#### ENTRIES PROVIDED
PR #7540, opened 2022-08-11
Log multiple Pause IDs per Execution Point to Sentry

bvaughn:
Conceptually, an execution point can have multiple pauses in order to allow forking for analysis with side effects. Practically, I don't think the devtools wants to support this (at least for now). To get a sense of how often execution points end up with more than one pause ID _unexpectedly_, this PR logs that event to Sentry as an exception.

This PR also updates the `TimelineContext` to remove the _requirement_ for a `pauseId` to be eagerly sent when seeking to a new point. This means that we can wait to request the pause _after_ seeking, and (usually? always?) re-use a cached pause id at that point. Locally testing seems to confirm that this is true.


packages/bvaughn-architecture-demo/src/suspense/PauseCache.ts
```diff
@@ -172,3 +176,25 @@ async function fetchPauseId(
...
+    executionPointToPauseIdSetMap.set(executionPoint, new Set([pauseId]));
+  } else {
+    set.add(pauseId);
+
+    const pauseIds = Array.from(set).join(",");
+    const error = new Error(
+      `Duplicate pause ids found for point "${executionPoint}" (${pauseIds})`
+    );
+
+    captureException(error);
```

#### GOAL OF THE EXERCISE
Output all of the data exactly.

#### EXERCISE RESULT
PR #7540, opened 2022-08-11
Log multiple Pause IDs per Execution Point to Sentry

bvaughn:
Conceptually, an execution point can have multiple pauses in order to allow forking for analysis with side effects. Practically, I don't think the devtools wants to support this (at least for now). To get a sense of how often execution points end up with more than one pause ID _unexpectedly_, this PR logs that event to Sentry as an exception.

This PR also updates the `TimelineContext` to remove the _requirement_ for a `pauseId` to be eagerly sent when seeking to a new point. This means that we can wait to request the pause _after_ seeking, and (usually? always?) re-use a cached pause id at that point. Locally testing seems to confirm that this is true.


packages/bvaughn-architecture-demo/src/suspense/PauseCache.ts
```diff
@@ -172,3 +176,25 @@ async function fetchPauseId(
...
+    executionPointToPauseIdSetMap.set(executionPoint, new Set([pauseId]));
+  } else {
+    set.add(pauseId);
+
+    const pauseIds = Array.from(set).join(",");
+    const error = new Error(
+      `Duplicate pause ids found for point "${executionPoint}" (${pauseIds})`
+    );
+
+    captureException(error);
```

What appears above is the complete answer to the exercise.